Action item.
Begin at the line containing "- changed the FORMDataSource" in the data below and go on through the line containing "- added a new HYPSampleModalFormController", repeating each line exactly; include both ends and no other line.

Task inputs.
PR #353, opened 2015-04-17
FORMLayout using the UICollectionView's bounds to calculate sizes instead of the main screen bounds, enabling using forms in views which are not full screen

### LINKED ISSUE #350: Add ability to set custom bounds for forms which are not full-screen
Currently, the bounds used by the form layout are the main screen's bounds.

If we attempt to present a form in a modal form sheet presentation style on the iPad, the form layout is wrong and the width for groups, sections and fields end up being too large for the reduced view size.

For example:

ios simulator screen shot 17 apr 2015 14 08 21

 
A potential solution could be exposing a `formBounds` property in the FORMLayout class, and using this instead of the main screen bounds for calculating sizes.

A new `initWithFormBounds:` initialiser could also be added.

Any thoughts on how best to implement this?

Mutix:
Fixes #350 

Change-log below. As far as I can see, rotation handling and tests are unaffected.

- changed the FORMLayout to use the collection view's bounds instead of the main screen's bounds to calculate sizes
- changed the FORMDataSource to use the collection view's bounds instead of the screen bounds to calculate field sizes
- now displaying a navigation bar in the obj-c sample app
- added a bar button in the navigation bar to launch a form sheet style modal
- added a new HYPSampleModalFormController to display a sample form in a form sheet style modal
- added a new modal_form.json file to use in the modal form example (same as the original but with different widths for the employment date and bonus fields)
- removed dependency on UIScreen-HYPLiveBounds since it is no longer used
- fixed header label frame calculation in FORMGroupHeaderView which was using UIScreen's bounds (without liveBounds), now using the header's own bounds
- added nice form logo to the login example


3lvis:
Hi @Mutix,

Fantastic work on this pull request! I'm so happy that we finally got rid of `hyp_liveBounds`. 

happy-excited-gif

3lvis:
@Mutix Mentioned you on our last release, thanks for all your work.

https://github.com/hyperoslo/Form/releases/tag/3.3.1

Mutix:
Thanks guys, much appreciated - happy to help when I can :+1:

Response below.
- changed the FORMDataSource to use the collection view's bounds instead of the screen bounds to calculate field sizes
- now displaying a navigation bar in the obj-c sample app
- added a bar button in the navigation bar to launch a form sheet style modal
- added a new HYPSampleModalFormController to display a sample form in a form sheet style modal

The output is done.